PR #1422, opened 2017-09-22
Add: has_one(chainable: true) option

thefliik:
By default, `model.has_one` calls `.first` on the result. If the result is `nil`, this means the method is not chainable. I'd like to have the option of getting an association proxy back from a `has_one` getter. Having [dug into the source](https://github.com/neo4jrb/neo4j/blob/d5dc490349d24a6748f77fe445f0d2ff664bf8fd/lib/neo4j/active_node/has_n.rb#L472), I see that `has_one` methods actually take arguments and options, and one of those options (`rel_length`) can return a chainable result, but
1. the method name `rel_length` is not an intuitive argument to pass if you specifically want a chainable result.
2. `rel_length` must have a non-integer value to return an association proxy (e.g. `rel_length: ''`) which adds to the complexity / is ugly.

This pull introduces/changes:
 * adds a `chainable: true` option to `has_one` methods that returns an association proxy instead of an ActiveNode object

```
comment.post(chainable: true).author
```

Pings:
@cheerfulstoic
@subvertallchris

### DIFF
--- a/docs/ActiveNode.rst
+++ b/docs/ActiveNode.rst
@@ -387,6 +387,13 @@ You can query associations:
     comment.post.comments       # Original comment and all of it's siblings.  Makes just one query
     post.comments.authors.posts # All posts of people who have commented on the post.  Still makes just one query
 
+When querying ``has_one`` associations, by default ``.first`` will be called on the result. This makes the result non-chainable if the result is ``nil``. If you want to ensure a chainable result, you can call ``has_one`` with a ``chainable: true`` argument.
+
+.. code-block:: ruby
+
+    comment.post                    # Post object
+    comment.post(chainable: true)   # Association proxy object wrapping post
+
 You can create associations
 
 .. code-block:: ruby
@@ -428,9 +435,9 @@ The two orphan-destruction options are unique to Neo4j.rb. As an example of when
 
 
 .. seealso::
-  :ref:`#has_many <Neo4j/ActiveNode/HasN/ClassMethods#has_many>`
+  #has_many http://www.rubydoc.info/gems/neo4j/Neo4j/ActiveNode/HasN/ClassMethods#has_many-instance_method
   and
-  :ref:`#has_one <Neo4j/ActiveNode/HasN/ClassMethods#has_one>`
+  #has_one http://www.rubydoc.info/gems/neo4j/Neo4j/ActiveNode/HasN/ClassMethods#has_one-instance_method
 
 
 Creating Unique Relationships
--- a/lib/neo4j/active_node/has_n.rb
+++ b/lib/neo4j/active_node/has_n.rb
@@ -467,9 +467,10 @@ module Neo4j::ActiveNode
         define_method(name) do |node = nil, rel = nil, options = {}|
           options, node = node, nil if node.is_a?(Hash)
 
-          # Return all results if a variable-length relationship length was given
           association_proxy = association_proxy(name, {node: node, rel: rel}.merge!(options))
-          if options[:rel_length] && !options[:rel_length].is_a?(Integer)
+
+          # Return all results if options[:chainable] == true or a variable-length relationship length was given
+          if options[:chainable] || (options[:rel_length] && !options[:rel_length].is_a?(Integer))
             association_proxy
           else
             target_class = self.class.send(:association_target_class, name)
--- a/lib/neo4j/active_node/has_n.rb
+++ b/lib/neo4j/active_node/has_n.rb
@@ -463,7 +463,7 @@ module Neo4j::ActiveNode
         end
       end
 
-      def define_has_one_getter(name)
+      def define_has_one_getter(name) # rubocop:disable Metrics/PerceivedComplexity
         define_method(name) do |node = nil, rel = nil, options = {}|
           options, node = node, nil if node.is_a?(Hash)
 
--- a/spec/e2e/has_one_spec.rb
+++ b/spec/e2e/has_one_spec.rb
@@ -24,6 +24,12 @@ describe 'has_one' do
       it 'returns a nil object' do
         expect(unsaved_node.parent).to eq nil
       end
+
+      describe 'with chainable: true option' do
+        it 'returns an empty association proxy object' do
+          expect(unsaved_node.parent(chainable: true).inspect).to eq "#<AssociationProxy HasOneB#parent []>"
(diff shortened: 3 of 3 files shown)


docs/ActiveNode.rst
```diff
@@ -428,9 +435,9 @@ The two orphan-destruction options are unique to Neo4j.rb. As an example of when
 
 
 .. seealso::
-  :ref:`#has_many <Neo4j/ActiveNode/HasN/ClassMethods#has_many>`
+  #has_many http://www.rubydoc.info/gems/neo4j/Neo4j/ActiveNode/HasN/ClassMethods#has_many-instance_method
   and
-  :ref:`#has_one <Neo4j/ActiveNode/HasN/ClassMethods#has_one>`
+  #has_one http://www.rubydoc.info/gems/neo4j/Neo4j/ActiveNode/HasN/ClassMethods#has_one-instance_method
```
thefliik: Currently, in the docs this `see also` block links to nothing. I've updated it with appropriate links to the API on rubydoc.

lib/neo4j/active_node/has_n.rb
```diff
@@ -463,13 +463,14 @@ def define_has_one_id_methods(name)
         end
       end
 
-      def define_has_one_getter(name)
+      def define_has_one_getter(name) # rubocop:disable Metrics/PerceivedComplexity
```
thefliik: Rubocop was failing this with PerceivedComplexity as too high. I didn't know what to do with that, so I suppressed the warning to make it pass 😕 ...

cheerfulstoic:
I could see the use for this, but what about:

```ruby
comment.association_proxy(:post).author
```

I think I like your solution better because it's a bit more obvious, but I wanted to mention that

cheerfulstoic:
We could even probably `alias` `association_proxy` as something like `start_chain`.  I'm good either with something like that or this PR

thefliik:
I find having the method name describe the function rather then the argument describe the function to be more readable and intuitive. The decision to have the result wrapped vs unwrapped seems to be fundamentally a param choice, rather than a method choice.

For example:
```
reply.comment(chainable: true).post(chainable: true).author(chainable: true).posts.comments
```
vs
```
reply.start_chain(:comment).start_chain(:post).start_chain(:author).posts.comments
```

thefliik:
Especially when I'm already conditioned by Neo4j to see an association chain as `model.path.path.path` if it suddenly became `model.method(:path).method(:path).method(:path)` it feels like its breaking convention.

cheerfulstoic:
Yeah, I actually agree a lot.  We actually have two options for specifying `OPTIONAL MATCH` for associations:

```ruby
object.association(optional: true)
object.optional(:association)
```

I prefer the first one as well.  I'll have a look through this PR this, thanks!

docs/ActiveNode.rst
cheerfulstoic: Thanks!  I had actually written some code a while back to turn the `YARD` documentation into `rst` files for readthedocs (you can see the `rst` formatting on rubydoc.info), but re-implementing rubydoc.info was probably largely a waste of my time ;) . I think these were links to that internal API documentation, but glad to have these fixed now

lib/neo4j/active_node/has_n.rb
cheerfulstoic: It could probably just do with an extraction of a method.  I'll fix it and link to the commit here

spec/e2e/has_one_spec.rb
```diff
@@ -24,6 +24,12 @@
       it 'returns a nil object' do
         expect(unsaved_node.parent).to eq nil
       end
+
+      describe 'with chainable: true option' do
+        it 'returns an empty association proxy object' do
+          expect(unsaved_node.parent(chainable: true).inspect).to eq '#<AssociationProxy HasOneB#parent []>'
```
cheerfulstoic: I think this would be a bit better as:

```
expect(unsaved_node.parent(chainable: true)).to be_a Neo4j::ActiveNode::HasN::AssociationProxy
```

I can make that change

cheerfulstoic:
Looks great.  Since this isn't a bugfix but a backwards compatible change I'll release this in `8.3.0`, though let's get #1414 and #1419 done and we can release them all together.

#1419 is indeed a breaking change, though I doubt it will affect anybody so I'm tempted to just put it into 8.3 (especially since we have good exceptions around it)

lib/neo4j/active_node/has_n.rb
cheerfulstoic: Meh, not the best: https://github.com/neo4jrb/neo4j/commit/1122ee7b302b1d1d7b29b56d313987ac95913abe

spec/e2e/has_one_spec.rb
cheerfulstoic: https://github.com/neo4jrb/neo4j/commit/a34cb4cc49cde56a73d5974315e45526356d9a76

thefliik:
I imagine the semantic versioning standard was created _specifically_ to prevent an update like this from being released as a minor point increase. Major updates pretty obviously demand someone's attention. I imagine the little updates are the ones that break something because no one expects them to. Definitely understand the temptation, but can't say I support it.

thefliik:
Yeah I get that. If you wanted, I think it would be possible to achieve both by creating a duel versioning scheme (e.g. Google Chrome does that). The semver version is what people would spec against. The branding(?) version is what people could look at to get a sense of how large the update is. In the readme you might put:

### Neo4jrb 3
**semver 13.4.3**

Of course you'd need to explain this.

And ya, large open source projects with paid maintainers will manage releases to limit the semver point increase, but I think its totally ok for volunteer projects to ignore that. I don't see anything wrong with the version blowing up to 20/30/40.x.x -- and if devs do have a problem with it, I imagine they'll give feedback.

At its core: ya, as a dev its annoying when a dependency demands your attention during an update and forces you to look at the changelog, but for breaking changes like this, people _really should_ look at the changelog.

This being said, you're doing a **kick-ass** job managing this repo as is, so ultimately, do what you gotta do.

cheerfulstoic:
Yup, thanks ;)  I think I'll just go with the simplest "upgrade whatever is appropriate" for each change for now, at least ;)

I just realized I didn't release this as 8.3.0 previous, so I just did that now

PR #1426, opened 2017-09-22
If the model isn't defined, fallback to the key

### LINKED ISSUE #1425: bug: pluck() fails with has_many() assoc thru another model
Tested in a new, blank app. Given the following models:

```
class Form 
  include Neo4j::ActiveNode

  has_many :out, :owner_edgs, type: :OWNER, model_class: "Owner"

  def owners
    owner_edgs.to_node
  end
end

class Owner 
  include Neo4j::ActiveNode

  has_one :in, :from_node, type: :OWNER, model_class: "Form"
  has_one :out, :to_node, type: :OWNER, model_class: ["Person", "Organization"]
end

class Person 
  include Neo4j::ActiveNode

  has_many :in, :owner_edgs, type: :OWNER, model_class: "Owner"
end
```

# Expected Result

```
form = Form.create
owner = Owner.create
person = Person.create
owner.from_node = form
owner.to_node = person

form.owners.pluck(:id)
#=> ["uidaf-olkcjn-aeklnc-dadf;lcea"] # pretend its a uuid
```

# Actual Result

```
form = Form.create
owner = Owner.create
person = Person.create
owner.from_node = form
owner.to_node = person

form.owners.pluck(:id)
#=> NoMethodError: undefined method `id_property_name' for nil:NilClass
```

# Additional Information

The query works normally if `class Owner` `has_one :out, :to_node, type: :OWNER, model_class: "Person"`

I can also work around the issue by calling `form.owners.to_a.pluck(:id)`

### Runtime information:

Neo4j database version: 3.1.5
`neo4j` gem version: 8.2.4
`neo4j-core` gem version: 7.2.3

cheerfulstoic:
Fixes #1425

This pull introduces/changes:
 * When there is an association with an array for the `model_class` argument, you can get an error when plucking `:id`.

### DIFF
--- a/lib/neo4j/active_node/query/query_proxy_link.rb
+++ b/lib/neo4j/active_node/query/query_proxy_link.rb
@@ -115,7 +115,11 @@ module Neo4j
             end
 
             def converted_key(model, key)
-              (model && key.to_sym == :id) ? model.id_property_name : key
+              if key.to_sym == :id
+                model ? model.id_property_name : :uuid
+              else
+                key
+              end
             end
 
             def converted_value(model, key, value)
--- a/lib/neo4j/active_node/query/query_proxy_link.rb
+++ b/lib/neo4j/active_node/query/query_proxy_link.rb
@@ -115,7 +115,7 @@ module Neo4j
             end
 
             def converted_key(model, key)
-              key.to_sym == :id ? model.id_property_name : key
+              (model && key.to_sym == :id) ? model.id_property_name : key
             end
 
             def converted_value(model, key, value)


lib/neo4j/active_node/query/query_proxy_link.rb
```diff
@@ -115,7 +115,11 @@ def converted_keys(model, arg)
             end
 
             def converted_key(model, key)
-              key.to_sym == :id ? model.id_property_name : key
+              if key.to_sym == :id
+                model ? model.id_property_name : :uuid
```
thefliik: Haven't actually tested this yet but ❗️ 
I imagine this solution will work for my use case, but won't this fail if someone has defined a custom `id_property`? I don't think there's anyway you can work around that case for everyone, as, as you said, you don't know what the model is so you don't know what the` id_property` is. I think this could be addressed by adding a warning in the docs to users of the custom `id_property` option.

This being said, if someone makes uniform use of a custom `id_property` in their app, then they should be able to use the `pluck(:id)` feature. The docs reference something about setting a custom `id_property` globally (though they don't appear to actually explain how). Maybe, instead of `:uuid`, point to the global config and have the default for that be `:uuid`.

thefliik:
This fixed the issue I was experiencing

lib/neo4j/active_node/query/query_proxy_link.rb
cheerfulstoic: Yeah, it could make sense to have a warning both under the documentation for `id_property` as well as the documentation for `model_class`.  It could be that we assume the `model` for the `QueryProxy` is the first model specified and for things like getting the `id_property` both would need to have the same ID property.  But for now I think that this will take care of almost all cases.

I'll add a spec and release it and it could be re-visited later as needed

cheerfulstoic:
Released as 8.2.5, thanks!

PR #1428, opened 2017-09-24
Fix / upd: properties declared on parent after inheritance takes place are now passed to children

thefliik:
I'm not sure if this is a bug or intended behavior, but currently: if an ActiveNode class `A` is inherited by `B`, and then an ActiveNode `property` is subsequently declared on `A`, `B` will not have that property (i.e. properties are only be transferred at inheritance).

This PR makes it so that every property declared on a parent is also present on the children (unless `undef_property` was explicitly called on a child).
 
In achieving this, I plucked `ActiveSupport/core_ext/class/subclasses` and added the `subclasses` method to `Class`.

This pull introduces/changes:
 * properties declared on parent classes after inheritance has taken place are properly inherited by subclasses
 * all classes now have `subclasses` method

### Example

```
class Person
  include Neo4j::ActiveNode

  class Superhero < Person
  end

  property :name
end

hero = Person::Superhero.new
hero.name = 'John'
hero.name
#=> 'John'
```

Pings:
@cheerfulstoic
@subvertallchris

### DIFF
--- a/lib/neo4j.rb
+++ b/lib/neo4j.rb
@@ -11,6 +11,7 @@ require 'neo4j/active_base/session_registry'
 require 'active_model'
 require 'active_support/concern'
 require 'active_support/core_ext/class/attribute.rb'
+require 'active_support/core_ext/class/subclasses.rb'
 require 'json'
 
 require 'neo4j/errors'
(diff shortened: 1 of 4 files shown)


thefliik:
This PR has a minor conflict with #1419

thefliik:
I suppose this update has the capacity to break things... If it is something you're interested in accepting, might be a good idea to release it along with #1419

cheerfulstoic:
Thanks so much for this!  I would say this falls into the bugfix camp, but I'll release it in 9.0.0 just to make sure.  I resolved the conflict and now waiting for Travis to finish before merging (though I might not get back to it this evening)

thefliik:
awesome

cheerfulstoic:
9.0.0 released

thefliik:
Whoo hoo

*-*-*

INSTRUCTIONS TO FOLLOW
Within the listing above, count each line that holds the word "shown"; the answer is that number alone.

SOLUTION
2